The point I am making (and I suspect Bob as well, but I don't want to attribute my perpsective to him) is that his observation about the refusal to tell the truth applies just as much to the non-careerist kool-aide swillers as to the Boyz who want to bloviate on the talk shows.

The unsettling tendencies I saw in Left Blogistan more than two years ago are no longer tendencies but dominant behavior. To my mind, it is virtually indistinguishable from the psychosis gripping the MSM. The biggest difference is these people give it away for free while the Russerts, Mattews, Olbermanns, etc., of the MSM have figured out how to become millionaires from it.

Anglachel

CMike said...

Anglachel writes:

*************
But what about people like Kevin Drum who is actually retired and doesn't appear to be eager to start a second talking head career?
***************

Now that you mention it, I thought Drum was retired from some tech firm. Here's what it says at Wikipedia. Doesn't sound like he's on his way to Shady Acres just yet.

When you referred to "netroots reporters" I thought you were referring to more of the front rank types.

Actually, I do find it much harder to explain what's going on with the literate lefties who were the regulars in the prog blogs but who were avocational participants.

I never thought they could be Kool-aid (Flavor Aid) slammers. Sure I knew "we" had some conspiracy theorists and some closet revolutionaries on our team but I thought the Right had a corner on those who were faith/ideological-based, irrational thinkers. I thought it was actually a personality characteristic of those who had a passion for ideas, politics and print; that some were, from very early on, liberal/iconoclastic and others were conservative/authoritarian.

I was so wrong. And I had no clue about this a year ago.

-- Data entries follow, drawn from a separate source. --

PR #344, opened 2019-01-24
Add new loader for GitHub, utilizing fetchTarball

matthewbauer:
This can use Nix 2.0’s builtins.fetchTarball if it is available. If
not, it will fall back on old behavior.

The benefit of builtins.fetchTarball is that we don't need to
import Nixpkgs just for fetchTarball. This means that we
should use less memory for each evaluation.

### DIFF
--- a/lib/command/src/Obelisk/Command/Thunk.hs
+++ b/lib/command/src/Obelisk/Command/Thunk.hs
@@ -416,8 +416,8 @@ setThunk target gs branch = do
 gitHubStandaloneLoaders :: NonEmpty Text
 gitHubStandaloneLoaders =
   gitHubStandaloneLoaderV4 :|
-  [ gitHubStandaloneLoaderV2
-  , gitHubStandaloneLoaderV3
+  [ gitHubStandaloneLoaderV3
+  , gitHubStandaloneLoaderV2
   , gitHubStandaloneLoaderV1
   ]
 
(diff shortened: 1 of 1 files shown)


lib/command/src/Obelisk/Command/Thunk.hs
```diff
@@ -415,8 +415,9 @@ setThunk target gs branch = do
 -- This tool will only ever produce the newest one when it writes a thunk.
 gitHubStandaloneLoaders :: NonEmpty Text
 gitHubStandaloneLoaders =
-  gitHubStandaloneLoaderV2 :|
-  [ gitHubStandaloneLoaderV3
+  gitHubStandaloneLoaderV4 :|
+  [ gitHubStandaloneLoaderV2
+  , gitHubStandaloneLoaderV3
```
3noch: Might as well order them?

3noch: Oh I see why you did this. Once it's not the default order doesn't matter so might as well order them IMO to prevent anyone thinking there's a reason for this.

3noch:
Might be worth noting that V3 is *still* preferred overall once `bultins.fetchgit` isn't so slow. Has that been fixed?

matthewbauer:
Ok I didn't realize that builtins.fetchGit was being avoided.

ali-abrar:
@matthewbauer @3noch are we waiting on further changes here?

3noch:
@ali-abrar This new loader uses `builtins.fetchGit` which @ryantrinkle wants to avoid until it's fixed in nix.

matthewbauer:
Yeah I can rework it to not use fetchGit

3noch:
Merged into #594

Issue #302, opened 2018-11-05
Add the ability to run app locally with GHCJS-generated code


mightybyte:
There are some circumstances where you need to test the GHCJS-generated code.  The current `ob run` behavior doesn't seem o allow this.

3noch:
This is done with `nix-build -A exe`...albeit not documented?

ElvishJerricco:
@3noch That wouldn't include spinning up the backend and serving assets.

3noch:
It doesn't *include* it but you can do it: `mkdir tmp && ln -s $(nix-build -A exe --no-out-link)/* tmp && cd tmp && ./backend`.

3noch:
Oh but I guess @mightybyte wants a way to do a minimal build of just GHCJS output but still use `ghci` for the backend? That would indeed be nice. `nix-build -A exe` not only builds frontend and backend, but it also runs the GHCJS output through closure-compiler so your build times are pretty long.

mightybyte:
At the moment I don't particularly care how the backend gets run.  I just know that there is a need to run the actual generated JS in some way.  From there I'll leave it to you all to figure out the best scheme, but I would note that users will probably want an easy way to do both forms sooner or later.

ali-abrar:
Documented [here](https://github.com/obsidiansystems/obelisk#locally)

PR #345, opened 2019-01-25
Allow skipping closure-compiler

tomsmalley:


ryantrinkle:
Is this something we want to be configured at the project level?  I can see a use-case there, e.g. as an escape hatch when something isn't compatible with closure compiler, but it seems like we might also want a way to build without closure compiler in a one-off way, e.g. with a command line argument to nix-build or something.  Is that possible with this approach?

tomsmalley:
No, but I can add it to the skeleton's default.nix args I suppose

default.nix
```diff
@@ -164,12 +164,18 @@ in rec {
...
+  } ''
     mkdir $out
     cd $out
     ln -s "${haskellLib.justStaticExecutables frontend}/bin/frontend.jsexe/all.js" all.unminified.js
-    closure-compiler --externs "${reflex-platform.ghcjsExternsJs}" -O ${optimizationLevel} --jscomp_warning=checkVars --create_source_map="all.js.map" --source_map_format=V3 --js_output_file="all.js" all.unminified.js
-    echo "//# sourceMappingURL=all.js.map" >> all.js
+    ${if optimizationLevel == null then ''
+      ln -s all.unminified.js all.js
+    '' else ''
+      closure-compiler --externs "${reflex-platform.ghcjsExternsJs}" -O ${optimizationLevel} --jscomp_warning=checkVars --create_source_map="all.js.map" --source_map_format=V3 --js_output_file="all.js" all.unminified.js
```
3noch: Nit: Using `${pkgs.closurecompiler}/bin/closure-compiler` here would avoid having to fiddle with `buildInputs` above.

3noch:
As far as I can tell, this design makes it difficult to deploy uncompressed JS. In order to get uncompressed you need to `nix-build -arg projectOverrides '{ __closureCompilerOptimizationLevel = null }'`. However `ob deploy` won't pass this argument to `nix-build` and doesn't have a way to let you do so. The only way to get around this would be to change the default in `default.nix` directly which would mean your deployment would match your defaults anyway.

3noch:
It's probably worth noting, however, that "dev" usually means `ob run` or similar which doesn't even use GHCJS, so there's already a pretty big leap from that to production. It would be nice to support a more production-like development setup as #302 requests.

default.nix
tomsmalley: Nice catch :+1:

mightybyte:
I would also like to be able to disable closure compiling on a one-off basis to speed up the situations where I need to test with the generated javascript.

tomsmalley:
@ali-abrar resolved

PR #347, opened 2019-01-29
Check whether staticFilesImpure is a derivation and build it if so

ali-abrar:


ali-abrar:
@Ericson2314

lib/command/src/Obelisk/Command/Run.hs
```diff
@@ -54,11 +54,24 @@ run = do
...
+          , "-f"
+          , root
+          , "(let a = import " <> importableRoot <> " {}; in toString (a.reflex.nixpkgs.lib.isDerivation a.passthru.staticFilesImpure))"
+          , "--raw"
+          -- `--raw` is not available with old nix-instantiate. It drops quotation
+          -- marks and trailing newline, so is very convenient for shelling out.
+          ]
+      -- Check whether the impure static files are a derivation (and so must be built)
+      readProcessAndLogStderr Debug $ if isDerivation == "1"
+        then proc "nix-build" ["-E", "(import " <> importableRoot <> "{}).passthru.staticFilesImpure"]
```
Ericson2314: Because no `--raw` for `nix build` or `nix-build`, I think we need to remove trailing newline

ali-abrar:
Trailing newline removed.

PR #353, opened 2019-02-09
Enable WebSockets through nginx configuration

### LINKED ISSUE #352: nginx doesn't proxy WebSocket requests correctly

As for Bob Somerby, the first thing I read of his was a long story about Socrates waking up and wandering about late 1990's Washington D.C.-really funny stuff if you had read Plato recently enough to have remembered the style, the voice of Socrates.

Now, of course, Plato was able to make a lot of the toughest philosophical concepts pretty accessible. In writing about contemporary matters I used to think Somerby was going overboard breaking it down for his readers -- I mean how hard could media criticism be to follow? I thought his use of repetition was a little unnecessary. Now, after reading the guy for years, I understand his style is pedagogy at its best.

I just like to be effusive in my praise of Somerby whenever his name comes up. Sorry if I sounded like I was presumptuously explaining his writing style to you. Obviously, if you took notice of his use of repetition enough to mention it you understood its purpose.

OTE admin said...

Actually the best pieces about Tim Russert came from of all places the World Socialist Web Site. They had TWO pieces on the late moderator, one regarding his death and the other regarding his funeral.

You don't want that outfit writing your obituary, let me tell you. The site had a blistering one a few years back on David Bloom and Michael Kelly.

CMike said...

Susan, you should have left links.

Tim Russert and the decay of the American media

Tim Russert honored: A “state funeral” for services rendered

That "state funeral" piece is worth a read.